7. The plug according to claim 6, wherein the surface of the circuit board distributed with the second pin terminals comprises a ladder structure of at least two layers, wherein the second pin terminals corresponding to the first pin terminals are distributed on a bottom plane in the ladder structure, and wherein the rest of the second pin terminals are distributed on planes of other layers in the ladder structure.

8. The plug according to claim 6, wherein the surface of the circuit board distributed with the second pin terminals comprises a ladder structure of at least two layers, wherein the second pin terminals corresponding to the first pin terminals are distributed on a bottom plane in the ladder structure, and wherein the rest of the second pin terminals are distributed on planes of other layers in the ladder structure.

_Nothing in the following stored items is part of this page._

PR #4481, opened 2022-12-06
Amm benchmark

dobertRowneySr:
benchmarks the following extrinsics:
- `buy_on_amm`
- `sell_on_amm`
- `activate_amm`
- `deactivate_amm`

Issue #4378, opened 2022-10-17
Patronage interest rate calculation


dobertRowneySr:
### Current patronage computation
`patronage_amount = issuance * patronage_rate_per_block * number_of_blocks * blocks_per_year`
### Desired patronage calculation
`patronage_amount = issuance * ( 1 + patronage_rate_per_year)^{number_of_blocks/blocks_per_year} - issuance`

┆Issue is synchronized with this [Asana task](https://app.asana.com/0/1201958687417145/1203361526020352) by [Unito](https://www.unito.io)

bedeho:
1. isnt the patronage rate annual? not per block?
2. why is `issuance` being subtracted?

dobertRowneySr:
> 1. isnt the patronage rate annual? not per block?

`blocks` meant number of blocks in a year (I have renamed it now). The user gets to specified the annual rate, but we store it as per block rate to have easier computations (which is similar to what the pallet vesting is doing)

> 2. why is `issuance` being subtracted?

To obtain the net amount that will be granted to the creator account:
If I put 10 $ into a risk free bond with 3% interest rate in 10 years the amount will be `10 * (1 + 3%)^10` the net gain `10 * (1 + 3%)^10 - 10`

bedeho:
ok, makes sense.

ignazio-bovo:
- $r$ yearly interest rate
- $t$ = number of years
- $n$ = number of blocks in a year 

If we subdivide the years in $n$ compounding periods (corresponding to each block)

$$ I = \bigg(1 + \frac{r}{n} \bigg)^{n t} - 1 \approx e^{rt} - 1 $$

with $n$ large enough (in our case 5 259 487.66) -> ok

$$ I = e^{rt} - 1 \approx rt + \frac{(r t)^2}{2} + \frac{(rt)^3}{6} + \frac{(rt)^4}{24} $$

# Plan
- drop the convertion from yearly rate to block rate
- compute $rt + \frac{(r t)^2}{2} + \frac{(rt)^3}{6} + \frac{(rt)^4}{24} = y$ and then split $y = y_{int} + y_{frac}$ (integer + fractional)
- patronage amount is found by multiplying the `total_supply` value by `y_int` with ordinary `checked_mul` and then after add the value `Perquintill::from_float(y_frac}.mul_floor(total_supply)`

ignazio-bovo:
Addressed in #4516

ignazio-bovo:
[...]

PR #4750, opened 2023-05-05
CRT constraints and AMM benchmarks

dobertRowneySr:
fixes:
- max yearly patronage rate 
- patronage rate computation & approximation updated
- patronage tests refactored & updated
- add max limit for transfers
- adds benchmarks for amm (as #4481 has lost all changes)

## Resources and References:
- [summary table with CRT governance constraints](https://github.com/Joystream/joystream/issues/4151#issuecomment-1455821245) 
- [AMM manual page reference](https://handbook.joystream.org/system/content-directory/projecttoken#amm)
- [AMM easy to read summary (Bonding Curve means our AMM functionality)](https://medium.com/linum-labs/intro-to-bonding-curves-and-shapes-bf326bc4e11a)
- [Update patronage rate computation](https://github.com/Joystream/joystream/issues/4378)


runtime-modules/project-token/src/lib.rs
```diff
@@ -819,16 +825,15 @@ decl_module! {
...
         /// - slippage tolerance constraints respected if provided
         /// - token total supply and amount value must be s.t. `eval` function doesn't overflow
         ///
         /// Postconditions
         /// - `amount` CRT minted into account (which is created if necessary with existential deposit transferred to it)
         /// - respective JOY amount transferred from user balance to amm treasury account
         /// - event deposited
-        #[weight = 100_000_000] // TODO: adjust weight
-        fn buy_on_amm(origin, token_id: T::TokenId, member_id: T::MemberId, amount: <T as Config>::Balance, deadline: Option<<T as timestamp::Config>::Moment>, slippage_tolerance: Option<(Permill, JoyBalanceOf<T>)>) -> DispatchResult {
+        #[weight = WeightInfoToken::<T>::buy_on_amm_with_existing_account()]
```
dobertRowneySr, line 826: Replace this with a `max(buy_on_amm_with_existing_account, buy_on_amm_with_new_account)`
as the weight might differ on the ref. machine

runtime-modules/project-token/src/lib.rs
```diff
@@ -972,6 +966,19 @@ decl_module! {
             Ok(())
         }
 
+        #[weight = 100_000_000] // TODO: adjust weight
```
dobertRowneySr: might as well benchmark this

runtime-modules/project-token/src/lib.rs
```diff
@@ -913,10 +912,10 @@ decl_module! {
         /// - total supply decreased by amount
         /// - respective JOY amount transferred from amm treasury account to user account
         /// - event deposited
-        #[weight = 100_000_000] // TODO: adjust weight
-        fn sell_on_amm(origin, token_id: T::TokenId, member_id: T::MemberId, amount: <T as Config>::Balance, deadline: Option<<T as timestamp::Config>::Moment>, slippage_tolerance: Option<(Permill, JoyBalanceOf<T>)>) -> DispatchResult {
```
dobertRowneySr, line 917: This is good, timestamp info can be manipulated by validator node (https://neptunemutual.com/blog/understanding-block-timestamp-manipulation/)

runtime-modules/project-token/src/lib.rs
```diff
@@ -247,20 +245,28 @@ decl_module! {
...
         pub fn transfer(
             origin,
             src_member_id: T::MemberId,
             token_id: T::TokenId,
-            outputs: TransfersOf<T>,
+            outputs: TransferOutputsOf<T>,
             metadata: Vec<u8>
         ) -> DispatchResult {
+
+            // // security check
```
dobertRowneySr: Remove this if dead code

runtime-modules/project-token/src/tests/patronage.rs
```diff
@@ -264,271 +173,245 @@ fn decreasing_patronage_rate_fails_with_target_rate_exceeding_current_rate() {
...
+        increase_block_number_by(DEFAULT_BLOCK_INTERVAL);
 
-        let result = Token::claim_patronage_credit(token_id, owner_id);
+        let result = ReducePatronageRateToFixture::default().execute_call();
 
         assert_ok!(result);
     })
 }
 
+// TODO(mrbovo): allow for more than 100% claim over supply
```
dobertRowneySr: no longer relevant: remove this

runtime-modules/project-token/src/tests/patronage.rs
```diff
@@ -264,271 +173,245 @@ fn decreasing_patronage_rate_fails_with_target_rate_exceeding_current_rate() {
...
-            owner_id,
+            DEFAULT_TOKEN_ID,
+            compute_correct_patronage_amount(DEFAULT_INITIAL_ISSUANCE),
+            DEFAULT_ISSUER_MEMBER_ID,
         ));
     })
 }
 
 #[test]
 fn claim_patronage_ok_with_credit_accounting() {
```
dobertRowneySr:
```suggestion
fn claim_patronage_ok_with_correct_patronage_credit_accounting() {
```

runtime-modules/project-token/src/tests/patronage.rs
dobertRowneySr:
```suggestion
```

runtime/src/lib.rs
```diff
@@ -886,6 +886,7 @@ parameter_types! {
     pub const ProjectTokenModuleId: PalletId = PalletId(*b"mo:token"); // module: token
     pub const MaxVestingSchedulesPerAccountPerToken: u32 = 5;
     pub const BlocksPerYear: u32 = 5259600; // 365,25 * 24 * 60 * 60 / 6
+    pub const MaxOutputs: u32 = 256; // TODO(Martin, Ignazio) : find a suitable value
```
dobertRowneySr, line 904: Need a separate issue for:
- max patronage rate
- min amm slope

runtime-modules/project-token/src/types.rs
```diff
@@ -871,6 +892,11 @@ impl<Balance, VestingScheduleParams>
 #[derive(Encode, Decode, Clone, PartialEq, Eq, Debug, TypeInfo)]
 pub struct Transfers<MemberId, Payment>(pub BTreeMap<MemberId, Payment>);
 
+// #[derive(Encode, Decode, Clone, PartialEq, Eq, Debug, TypeInfo)]
```
dobertRowneySr: Test code, remove this

dobertRowneySr (commented):
Some fixes are needed

bin/node/src/chain_spec/project_token_config.rs
```diff
@@ -11,6 +11,8 @@ pub fn production_config() -> ProjectTokenConfig {
         min_revenue_split_duration: days!(21),
         min_revenue_split_time_to_start: 0,
         sale_platform_fee: Permill::from_percent(2),
+        max_yearly_patronage_rate: Permill::from_percent(5).into(),
```
dobertRowneySr, line 12: no migration is needed for these parameters as they are new with V2002

runtime-modules/content/src/benchmarks/benchmarking.rs
```diff
@@ -1776,6 +1776,70 @@ benchmarks! {
             );
         }
 
+    activate_amm {
```
dobertRowneySr, line 1779: Consider adding a comment about why member channel all max doesn't make op. more expensive

runtime-modules/content/src/lib.rs
dobertRowneySr, line 1: Ok it appears no (data) migrations are needed here on content pallet

runtime-modules/project-token/src/tests/patronage.rs
```diff
@@ -264,271 +173,244 @@ fn decreasing_patronage_rate_fails_with_target_rate_exceeding_current_rate() {
...
-    let blocks = block!(2); // patronage rate for period = 110% > 100%
-
-    let params = TokenDataBuilder::new_empty().with_patronage_rate(rate);
-    // rate for period = 110% but effective rate is capped at 100% -> 100% supply + supply
-    let expected = balance!(100) + supply;
-
-    let config = GenesisConfigBuilder::new_empty()
-        .with_token_and_owner(token_id, params.build(), owner_id, supply)
-        .build();
+fn claim_patronage_ok_with_correct_credit_accounting_and_more_than_100_percent_supply() {
```
dobertRowneySr, line 249: This also accounts for testing numeric precision, however there are several tests in the `common/numerical.rs` library for this

query-node/mappings/src/proposals.ts
```diff
@@ -333,9 +337,15 @@ async function handleRuntimeUpgradeProposalExecution(event: SubstrateEvent, stor
...
-export async function proposalsCodex_ProposalCreated({ store, event }: EventContext & StoreContext): Promise<void> {
+export async function proposalsCodex_ProposalCreated({
+  store,
+  event,
+  block,
+}: EventContext & StoreContext): Promise<void> {
+  const specVersion = block.runtimeVersion.specVersion
   const [proposalId, generalProposalParameters, runtimeProposalDetails, proposalThreadId] =
-    new ProposalCreatedEvent_V1001(event).params
+    specVersion >= 2002 ? new ProposalCreatedEvent_V2002(event).params : new ProposalCreatedEvent_V1001(event).params
```
dobertRowneySr, line 347: Should we update the mappings in order to account for the new update max yearly patronage rate proposal?
If so I need to open an issue about this

bin/node/src/chain_spec/project_token_config.rs
ignazio-bovo: Plus these needs to be changed into `Balances`

runtime-modules/content/src/benchmarks/benchmarking.rs
dobertRowneySr: curator channel operations seems to be more expensive due to permission checking

runtime-modules/project-token/src/lib.rs
dobertRowneySr: Code is no longer neeed due to Bounded Vec type use as parameter

bin/node/src/chain_spec/project_token_config.rs
```diff
@@ -11,6 +11,9 @@ pub fn production_config() -> ProjectTokenConfig {
         min_revenue_split_duration: days!(21),
         min_revenue_split_time_to_start: 0,
         sale_platform_fee: Permill::from_percent(2),
+        max_yearly_patronage_rate: Permill::from_percent(20).into(), // TODO: update, raising might make benchmarks fail
+        min_amm_slope_parameter: 10, // TODO: update, raising might make benchmarks fail
```
mnaamani: The default storage value set in project-token decl_storage macro is 15% for max_yearly_patronage_rate and 0 for min_amm_slope_parameter. In a runtime upgrade those defaults will be used because they are now being introduced in nara upgrade. If we are not happy with the defaults, we need to add a migration on_runtime_upgrade.

query-node/mappings/src/proposals.ts
mnaamani: Will it depends on when we decide to enable creating tokens, or start adding integration tests then yes we would need to update the mappings starting with handling new proposal type in `parseProposalDetails()`

runtime-modules/common/src/numerical.rs
```diff
@@ -0,0 +1,156 @@
+use core::ops::{Div, Mul};
+
+use sp_runtime::{
+    traits::{One, Saturating},
+    FixedPointNumber, FixedU128, PerThing, Permill, Perquintill,
+};
+
+pub const ORDER: usize = 20;
```
mnaamani: could you comment what this  constant stands for?

runtime/src/proposals_configuration/testing.rs
```diff
@@ -331,3 +331,18 @@ pub(crate) fn update_channel_payouts_proposal() -> ProposalParameters<BlockNumbe
         constitutionality: 1,
     }
 }
+
+// Proposal parameters for the 'Update Max Yearly Patronage Rate' proposal
+pub(crate) fn update_max_yearly_patronage_rate_proposal() -> ProposalParameters<BlockNumber, Balance>
+{
+    ProposalParameters {
+        voting_period: days!(7),
```
mnaamani: voting and grace periods for testing,playground need to be much lower. See values for other proposals.

runtime/src/weights/block_weights.rs
```diff
@@ -16,23 +16,22 @@
 // limitations under the License.
 
 //! THIS FILE WAS AUTO-GENERATED USING THE SUBSTRATE BENCHMARK CLI VERSION 4.0.0-dev
-//! DATE: 2022-10-20 (Y/M/D)
+//! DATE: 2023-05-11 (Y/M/D)
```
mnaamani: block, extrinsics and rocksdb _weights.rs should not be modified in this PR.

runtime-modules/content/src/weights.rs
```diff
@@ -807,20 +801,42 @@ impl<T: frame_system::Config> WeightInfo for SubstrateWeight<T> {
...
 			.saturating_add(T::DbWeight::get().reads(6 as Weight))
 			.saturating_add(T::DbWeight::get().writes(3 as Weight))
 	}
 	// Storage: Content ChannelById (r:1 w:0)
 	// Storage: Instance3WorkingGroup WorkerById (r:1 w:0)
 	// Storage: Content CuratorGroupById (r:1 w:0)
+	// Storage: Token TokenInfoById (r:1 w:1)
+	// Storage: Token MinAmmSlopeParameter (r:1 w:0)
+	// Storage: System Account (r:1 w:1)
+	fn activate_amm() -> Weight {
```
mnaamani, line 1061: perhaps we can keep only the new weight functions (and maybe issue_new_token which was modified) in this file and checkout all other changes.
We will do a final weight generation step before nara release.

runtime-modules/project-token/src/lib.rs
mnaamani: It doesn't look like the deadline was used for any purpose anyway, so it makes sense to drop it.

runtime-modules/content/src/benchmarks/mod.rs
```diff
@@ -79,15 +79,15 @@ const MAX_KILOBYTES_METADATA: u32 = 100;
 
 // Creator tokens
 const MAX_CRT_INITIAL_ALLOCATION_MEMBERS: u32 = 1024;
-const MAX_CRT_ISSUER_TRANSFER_OUTPUTS: u32 = 1024;
+const MAX_CRT_ISSUER_TRANSFER_OUTPUTS: u32 = 256; // same as in Token MaxOuputs
```
mnaamani: If it is a runtime constant, perhaps it can be read from the pallet instead of re-defining a separate constant and having to remember to keep them in sync?

mnaamani (commented):
I left just an initial high level review, did not go into implementation details yet.

runtime-modules/common/src/numerical.rs
```diff
@@ -0,0 +1,156 @@
...
+
+// does not work with 100% interest
+pub fn natural_log_1_plus_x(interest: Permill) -> Perquintill {
```
mnaamani: I see this is not used expect internally from `one_plus_interest_pow_frac` so maybe keep it private?
Similarly for `one_plus_interest_pow_frac`.

If this function "does not work with 100% interest" would would the output be, and should we guard against invalid input?

runtime-modules/common/src/numerical.rs
```diff
@@ -0,0 +1,156 @@
...
+        result = result.saturating_add(terms[2 * i + 1]);
+    }
+    for i in 0..ORDER.div(2) {
+        result = result.saturating_sub(terms[2 * i]);
+    }
+
+    result
+}
+
+pub fn one_plus_interest_pow_frac(interest: Permill, exp: Perquintill) -> FixedU128 {
```
mnaamani: Can you add rust-doc just to show what is being calculated

runtime-modules/project-token/src/benchmarking.rs
```diff
@@ -28,15 +30,18 @@ const DEFAULT_TOKENS_ON_SALE: u32 = 100_000;
...
-// Patronage
-const DEFAULT_PATRONAGE: YearlyRate = YearlyRate(Permill::from_percent(1));
+const DEFAULT_SPLIT_ALLOCATION: u32 = 4_000_000; // DEFAULT_REVENUE_SPLIT_RATE * DEFAULT_SPLIT_REVENUE
+const DEFAULT_SPLIT_PAYOUT: u32 = 2_000_000;
+const DEFAULT_SPLIT_PARTICIPATION: u32 =
+    DEFAULT_SPLIT_PAYOUT * ((DEFAULT_TOKEN_ISSUANCE / DEFAULT_SPLIT_ALLOCATION) as u32);
+
+// Amm
+const DEFAULT_AMM_AMOUNT: u32 = 1000;
+const DEFAULT_AMM_jOY_AMOUNT: u32 = 5_100_000; // (a = 10) * amount^2 /2 + (b = 100) * amount, amount = 1000
```
mnaamani:
```suggestion
const DEFAULT_AMM_JOY_AMOUNT: u32 = 5_100_000; // (a = 10) * amount^2 /2 + (b = 100) * amount, amount = 1000
```

runtime-modules/project-token/src/benchmarking.rs
```diff
@@ -28,15 +30,18 @@ const DEFAULT_TOKENS_ON_SALE: u32 = 100_000;
...
+const DEFAULT_SPLIT_REVENUE: u32 = 8_000_000;
 const DEFAULT_REVENUE_SPLIT_RATE: Permill = Permill::from_percent(50);
-const DEFAULT_SPLIT_ALLOCATION: u64 = 4_000_000; // DEFAULT_REVENUE_SPLIT_RATE * DEFAULT_SPLIT_REVENUE
-const DEFAULT_SPLIT_PAYOUT: u64 = 2_000_000;
-const DEFAULT_SPLIT_PARTICIPATION: u64 =
-    DEFAULT_SPLIT_PAYOUT * DEFAULT_TOKEN_ISSUANCE / DEFAULT_SPLIT_ALLOCATION;
-
-// Patronage
-const DEFAULT_PATRONAGE: YearlyRate = YearlyRate(Permill::from_percent(1));
+const DEFAULT_SPLIT_ALLOCATION: u32 = 4_000_000; // DEFAULT_REVENUE_SPLIT_RATE * DEFAULT_SPLIT_REVENUE
```
mnaamani, line 33: Why not evaluate it as per comment`DEFAULT_REVENUE_SPLIT_RATE * DEFAULT_SPLIT_REVENUE`

runtime-modules/project-token/src/benchmarking.rs
```diff
@@ -237,26 +265,18 @@ benchmarks! {
...
-                (
-                    member_id,
-                    Payment::<<T as Config>::Balance> {
-                        amount: DEFAULT_TX_AMOUNT.into()
-                    }
-                )
-            })
-            .collect()
-        );
+        let mut outputs = TransferOutputsOf::<T>::with_bounded_capacity((o + 1) as usize);
```
mnaamani: by adding + 1 are not going over the `MAX_TX_OUTPUTS`. range of `o` starts at 1, so I don't see the need to add +1 if we are concerned calling `with_bounded_capacity` with args `0`..

runtime-modules/content/src/benchmarks/mod.rs
```diff
@@ -227,19 +228,20 @@ fn get_byte(num: u64, byte_number: u8) -> u8 {
...
 fn handle_from_id<T: membership::Config>(id: u64) -> Vec<u8> {
-    let min_handle_length = 1;
+    id.to_be_bytes().to_vec()
+    // let min_handle_length = 1;
 
-    let mut handle = vec![];
+    // let mut handle = vec![];
 
-    for i in 0..16 {
-        handle.push(get_byte(id, i));
```
mnaamani, line 235: this is the only use of `get_byte()`, if we are sure it is not needed anymore, then we can remove commented code and drop implementation of get_byte()

runtime-modules/project-token/src/lib.rs
```diff
@@ -247,20 +245,22 @@ decl_module! {
...
             metadata: Vec<u8>
         ) -> DispatchResult {
+
             let sender = T::MemberOriginValidator::ensure_member_controller_account_origin(
                 origin,
                 src_member_id
             )?;
 
             // Currency transfer preconditions
+            // let btree_outputs = Transfers(outputs.into_iter().map(|(member_id, amount)| (member_id, PaymentWithVesting::from(amount))).collect::<BTreeMap<_,_>>());
```
mnaamani: drop unused code?

runtime-modules/project-token/src/lib.rs
```diff
@@ -176,6 +168,12 @@ decl_storage! { generate_storage_info
 
         /// AMM sell transaction fee percentage
         pub AmmSellTxFees get(fn amm_sell_tx_fees) config(): Permill;
+
+        /// Max patronage rate allowed
+        pub MaxYearlyPatronageRate get(fn max_yearly_patronage_rate) config(): YearlyRate = YearlyRate(Permill::from_percent(15));
+
+        /// Minimum slope parameters allowed for AMM curve
+        pub MinAmmSlopeParameter get(fn min_amm_slope_parameter) config(): TokenBalanceOf<T>;
```
mnaamani, line 174: there is no need for a disptachable call to set/update this value ?

runtime-modules/project-token/src/tests/amm.rs
```diff
@@ -63,7 +63,7 @@ fn amm_buy_fails_with_member_and_origin_auth() {
 #[test]
 fn amm_buy_succeeds_with_new_user() {
     let token_id = token!(1);
-    let ((user_member_id, user_account_id), user_balance) = (member!(2), joy!(5_000_000));
+    let ((user_member_id, user_account_id), user_balance) = (member!(2), joy!(5_000_000_000));
```
mnaamani: All tests are updated to give member a larger initial balance. Assuming tests were failing. Can we use a constant that might highlight what and why there is a minimum for tests to pass?

runtime-modules/project-token/src/tests/amm.rs
```diff
@@ -810,10 +786,14 @@ fn deactivate_fails_with_invalid_token_id() {
 fn deactivate_fails_with_too_much_amm_provided_supply_outstanding() {
     let amount = Permill::from_percent(10).mul_floor(DEFAULT_INITIAL_ISSUANCE);
     // give enough balance to bond amount
-    let ((user_member_id, user_account_id), user_balance) = (member!(2), joy!(10_000_000_000));
+    let ((user_member_id, user_account_id), user_balance) =
+        (member!(2), joy!(10_000_000_000_000_000_000));
```
mnaamani: How is are these values being selected?

runtime-modules/project-token/src/tests/amm.rs
```diff
@@ -810,10 +786,14 @@ fn deactivate_fails_with_invalid_token_id() {
...
     build_default_test_externalities_with_balances(vec![(user_account_id, user_balance)])
         .execute_with(|| {
-            IssueTokenFixture::default().execute_call().unwrap();
+            IssueTokenFixture::default()
+                .with_supply(1_000u128)
```
mnaamani: how is it determined that 1_000 will result in the expected error?

runtime-modules/project-token/src/tests/canonical.rs
```diff
@@ -1133,37 +1132,6 @@ fn issue_token_ok_with_token_info_added() {
     })
 }
 
-#[test]
```
mnaamani, line 1136: why did we drop this test?

runtime-modules/project-token/src/tests/mock.rs
```diff
@@ -617,11 +628,19 @@ macro_rules! block {
 }
 
 // ------ General constants ---------------
+pub const DEFAULT_TOKEN_ID: u64 = 1;
+pub const DEFAULT_ISSUER_ACCOUNT_ID: u64 = 1001;
+pub const DEFAULT_ISSUER_MEMBER_ID: u64 = 1;
 pub const DEFAULT_BLOAT_BOND: u128 = 0;
-pub const DEFAULT_INITIAL_ISSUANCE: u128 = 1_000_000;
+pub const DEFAULT_INITIAL_ISSUANCE: u128 = 100_000_000;
```
mnaamani: Do tests fail with smaller values?

runtime-modules/project-token/src/tests/mock.rs
```diff
@@ -732,3 +752,8 @@ pub(crate) fn amm_function_values(
         AmmOperation::Sell => DEFAULT_AMM_SELL_FEES.left_from_one().mul_floor(res),
     }
 }
+
+// computes  supply * [(1 + 10%/100%)^(10/BlocksPerYear::get()) - 1]
+pub(crate) fn compute_correct_patronage_amount(supply: Balance) -> Balance {
+    Perquintill::from_parts(181215751000).mul_floor(supply)
```
mnaamani: from comment I assume this is dependant on AMM_CURVE_SLOPE and AMM_CURVE_INTERCEPT?
If so we shouldn't have a magic number `181215751000`, but base it on a const function computing it?

runtime-modules/project-token/src/tests/patronage.rs
```diff
@@ -36,226 +29,142 @@ fn issue_token_ok_with_patronage_tally_count_zero() {
...
-        .build();
-    let config = GenesisConfigBuilder::new_empty()
-        .with_token_and_owner(token_id, token_info, owner_id, init_supply)
-        .build();
-
-    build_test_externalities(config).execute_with(|| {
-        let result = Token::reduce_patronage_rate_to(token_id, decrement);
+        let result = ReducePatronageRateToFixture::default()
+            .with_target_rate(DEFAULT_YEARLY_PATRONAGE_RATE.into())
+            .execute_call();
```
mnaamani, line 86: we should also be testing the correct value is set, not just Ok result

runtime-modules/project-token/src/tests/patronage.rs
```diff
@@ -264,271 +173,244 @@ fn decreasing_patronage_rate_fails_with_target_rate_exceeding_current_rate() {
...
+        increase_block_number_by(DEFAULT_BLOCK_INTERVAL);
+
+        ClaimPatronageCreditFixture::default()
+            .execute_call()
+            .unwrap();
+
+        let approx =
+            Token::account_info_by_token_and_member(DEFAULT_TOKEN_ID, DEFAULT_ISSUER_MEMBER_ID)
+                .transferrable::<Test>(System::block_number());
+        let target = 1000000181215750585898368181876;
```
mnaamani: I'm having a hard time accepting these pre-computed values.

runtime-modules/project-token/src/types.rs
```diff
@@ -1,32 +1,48 @@
...
+    ops::Add,
     vec::Vec,
 };
 use storage::{BagId, DataObjectCreationParameters};
 
 // crate imports
 use crate::{errors::Error, Config, RepayableBloatBondOf};
 
+// trait "aliases"
+// `BlockNumber` will be implemented as `u64` in the runtime configuration
```
mnaamani: The runtime implements BlockNumber as u32, not u64. Is this assumption here problematic?

runtime-modules/project-token/src/types.rs
```diff
@@ -602,43 +616,14 @@ pub(crate) enum AmmOperation {
...
-    pub(crate) fn from_params(params: AmmParams) -> Self {
+impl<Balance: TokenBalanceTrait> AmmCurve<Balance> {
+    pub(crate) fn from_params<T: Config>(params: AmmParams<Balance>) -> Self {
         Self {
             slope: params.slope,
             intercept: params.intercept,
             provided_supply: Balance::zero(),
         }
     }
-    pub(crate) fn eval<T: Config>(
```
mnaamani, line 613: This seemed like a better place for the 'eval' implementation., but it was made into a standalone function in the content pallet. What is the reason behind this?

runtime-modules/project-token/src/types.rs
```diff
@@ -789,9 +774,52 @@ pub enum MerkleSide {
...
+
+        let result = one_plus_interest_pow_fixed(self.0, rate);
+        result.saturating_sub(FixedU128::one())
+    }
+}
+
+impl Add for YearlyRate {
+    type Output = Self;
+    fn add(self, rhs: Self) -> Self::Output {
+        Self(self.0.add(rhs.0))
```
mnaamani: should we be concerned with overflows?

runtime/src/utils.rs
```diff
@@ -148,7 +148,7 @@ macro_rules! hours {
 #[macro_export]
 macro_rules! days {
     ($a:expr) => {{
-        hours!(24) * $a
+        ((24 * 60 * 60 * 1000) / ExpectedBlockTime::get()) as u32 * $a
```
mnaamani, line 153: mathematically it looks the same to me, is this implementation more accurate (due to integer maths?)

mnaamani:
I left some general comments in my last review. I think bedeho will still be in better position to review some of the test cases. I will run through full project-token implementation and perhaps do one more pass.

mnaamani:
I've ran weight generation and re-compiled benchmarks and ran benchmark tests successfully.

runtime-modules/project-token/src/lib.rs
dobertRowneySr: This will be taken care via proposal (next PR on the roadmap)

runtime-modules/project-token/src/tests/mock.rs
dobertRowneySr: No this is not, it's just patronage computation

runtime/src/utils.rs
dobertRowneySr: this was in order to silence clippy, I will revisit

runtime-modules/project-token/src/tests/patronage.rs
dobertRowneySr: fixed

runtime-modules/project-token/src/types.rs
dobertRowneySr: No, it should not. According to the trait

runtime-modules/project-token/src/benchmarking.rs
dobertRowneySr: because `DEFAULT_PATRONAGE: Permill` and the multiplaction is a non constant operation, so rustc will throw error

mnaamani:
@ignazio-bovo should we close this PR, it was merged into nara if I'm not mistaken?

9. The plug according to claim 6,wherein the distance between neighboring pin terminals in a row of the pin terminal groups is 0.8 mm, and wherein the distance between neighboring pin terminals in each of the other rows of the pin terminal groups is 0.65 mm.

10. The plug according to claim 9, wherein the surface of the circuit board distributed with the second pin terminals comprises a ladder structure of at least two layers, wherein the second pin terminals corresponding to the first pin terminals are distributed on a bottom plane in the ladder structure, and wherein the rest of the second pin terminals are distributed on planes of other layers in the ladder structure.